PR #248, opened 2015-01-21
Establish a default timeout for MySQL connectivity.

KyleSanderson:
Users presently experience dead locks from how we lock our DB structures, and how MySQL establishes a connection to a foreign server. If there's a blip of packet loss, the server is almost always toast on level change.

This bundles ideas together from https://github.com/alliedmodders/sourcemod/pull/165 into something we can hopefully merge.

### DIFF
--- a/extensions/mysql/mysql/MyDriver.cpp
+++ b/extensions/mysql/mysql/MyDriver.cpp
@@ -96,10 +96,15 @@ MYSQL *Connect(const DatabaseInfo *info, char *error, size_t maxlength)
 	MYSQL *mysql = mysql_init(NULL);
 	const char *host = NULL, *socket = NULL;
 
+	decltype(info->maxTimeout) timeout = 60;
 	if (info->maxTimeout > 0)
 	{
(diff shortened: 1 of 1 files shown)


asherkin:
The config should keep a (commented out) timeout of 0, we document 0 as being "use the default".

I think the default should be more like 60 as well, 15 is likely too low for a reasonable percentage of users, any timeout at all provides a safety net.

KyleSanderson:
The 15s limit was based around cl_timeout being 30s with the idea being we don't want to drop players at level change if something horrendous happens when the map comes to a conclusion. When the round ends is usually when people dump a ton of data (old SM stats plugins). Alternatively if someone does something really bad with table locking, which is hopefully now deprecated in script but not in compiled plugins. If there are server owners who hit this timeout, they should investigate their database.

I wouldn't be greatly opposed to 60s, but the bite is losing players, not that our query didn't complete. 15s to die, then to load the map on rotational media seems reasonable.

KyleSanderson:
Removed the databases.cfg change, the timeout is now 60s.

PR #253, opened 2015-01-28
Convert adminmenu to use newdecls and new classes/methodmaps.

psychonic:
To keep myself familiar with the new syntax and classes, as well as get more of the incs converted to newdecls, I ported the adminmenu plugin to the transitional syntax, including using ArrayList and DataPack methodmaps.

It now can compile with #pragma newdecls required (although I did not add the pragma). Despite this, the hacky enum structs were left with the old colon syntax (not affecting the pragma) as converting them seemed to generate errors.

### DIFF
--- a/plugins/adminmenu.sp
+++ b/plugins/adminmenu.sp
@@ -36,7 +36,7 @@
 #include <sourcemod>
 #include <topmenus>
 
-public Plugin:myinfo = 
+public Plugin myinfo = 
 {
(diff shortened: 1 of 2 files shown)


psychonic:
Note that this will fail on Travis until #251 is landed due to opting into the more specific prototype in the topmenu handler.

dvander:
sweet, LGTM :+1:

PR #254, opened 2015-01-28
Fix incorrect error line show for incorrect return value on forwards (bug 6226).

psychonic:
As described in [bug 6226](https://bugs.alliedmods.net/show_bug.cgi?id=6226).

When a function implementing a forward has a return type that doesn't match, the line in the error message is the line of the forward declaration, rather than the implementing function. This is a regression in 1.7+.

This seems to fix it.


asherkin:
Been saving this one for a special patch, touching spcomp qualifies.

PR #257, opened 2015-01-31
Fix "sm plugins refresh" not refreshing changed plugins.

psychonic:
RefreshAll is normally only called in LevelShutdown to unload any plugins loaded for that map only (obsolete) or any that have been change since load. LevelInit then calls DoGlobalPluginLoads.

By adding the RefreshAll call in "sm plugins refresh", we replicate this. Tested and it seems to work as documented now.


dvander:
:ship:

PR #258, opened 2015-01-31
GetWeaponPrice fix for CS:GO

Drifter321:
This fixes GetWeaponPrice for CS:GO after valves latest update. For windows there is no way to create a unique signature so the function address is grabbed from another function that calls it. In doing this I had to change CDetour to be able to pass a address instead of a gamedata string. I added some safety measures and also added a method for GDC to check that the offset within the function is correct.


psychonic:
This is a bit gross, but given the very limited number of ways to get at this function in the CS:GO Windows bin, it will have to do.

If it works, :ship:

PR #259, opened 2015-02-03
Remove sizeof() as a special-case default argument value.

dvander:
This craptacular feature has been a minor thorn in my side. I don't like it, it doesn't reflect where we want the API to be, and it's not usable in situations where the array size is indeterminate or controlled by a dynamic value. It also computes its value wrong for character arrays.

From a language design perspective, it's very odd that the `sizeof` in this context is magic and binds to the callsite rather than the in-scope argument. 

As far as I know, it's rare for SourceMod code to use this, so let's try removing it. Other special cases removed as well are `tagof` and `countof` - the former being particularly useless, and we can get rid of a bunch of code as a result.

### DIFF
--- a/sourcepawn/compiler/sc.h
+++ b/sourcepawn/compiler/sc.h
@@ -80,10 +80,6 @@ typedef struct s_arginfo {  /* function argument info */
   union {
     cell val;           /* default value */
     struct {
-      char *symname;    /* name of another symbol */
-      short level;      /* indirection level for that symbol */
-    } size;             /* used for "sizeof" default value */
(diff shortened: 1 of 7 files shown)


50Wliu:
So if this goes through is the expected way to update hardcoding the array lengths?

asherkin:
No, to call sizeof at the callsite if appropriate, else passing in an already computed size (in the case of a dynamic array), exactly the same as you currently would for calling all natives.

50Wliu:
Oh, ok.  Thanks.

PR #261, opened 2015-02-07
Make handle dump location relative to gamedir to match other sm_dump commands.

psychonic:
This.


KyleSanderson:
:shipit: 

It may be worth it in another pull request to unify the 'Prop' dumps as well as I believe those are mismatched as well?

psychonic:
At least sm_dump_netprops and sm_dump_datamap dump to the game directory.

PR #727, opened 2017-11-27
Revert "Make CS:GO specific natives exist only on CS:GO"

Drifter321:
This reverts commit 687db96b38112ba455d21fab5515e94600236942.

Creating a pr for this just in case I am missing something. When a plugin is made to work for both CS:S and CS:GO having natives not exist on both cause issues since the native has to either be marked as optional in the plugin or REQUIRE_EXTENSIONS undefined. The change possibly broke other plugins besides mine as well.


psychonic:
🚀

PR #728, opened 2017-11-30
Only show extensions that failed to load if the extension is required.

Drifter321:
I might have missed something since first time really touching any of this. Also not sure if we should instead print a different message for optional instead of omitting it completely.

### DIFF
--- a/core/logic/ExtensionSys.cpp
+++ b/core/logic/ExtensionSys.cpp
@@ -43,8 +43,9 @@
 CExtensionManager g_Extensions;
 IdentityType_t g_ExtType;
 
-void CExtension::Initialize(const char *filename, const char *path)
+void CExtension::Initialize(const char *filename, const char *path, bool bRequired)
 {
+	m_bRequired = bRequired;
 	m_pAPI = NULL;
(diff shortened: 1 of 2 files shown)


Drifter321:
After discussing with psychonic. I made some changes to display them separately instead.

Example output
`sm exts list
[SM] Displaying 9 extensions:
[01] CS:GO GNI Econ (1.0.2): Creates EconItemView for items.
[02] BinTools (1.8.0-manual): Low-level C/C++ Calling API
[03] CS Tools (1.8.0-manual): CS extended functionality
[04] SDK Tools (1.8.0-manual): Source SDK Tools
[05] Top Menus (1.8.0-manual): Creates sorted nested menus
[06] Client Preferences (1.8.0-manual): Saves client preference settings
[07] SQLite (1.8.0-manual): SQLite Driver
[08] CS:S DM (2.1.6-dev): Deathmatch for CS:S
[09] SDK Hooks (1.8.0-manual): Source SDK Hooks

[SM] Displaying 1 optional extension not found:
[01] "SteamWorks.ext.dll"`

====

__WHAT YOU ARE ASKED TO DO__.
Say how many lines in the preceding material include the word "logic", with no other words in the reply.

__EXERCISE RESULT__.
2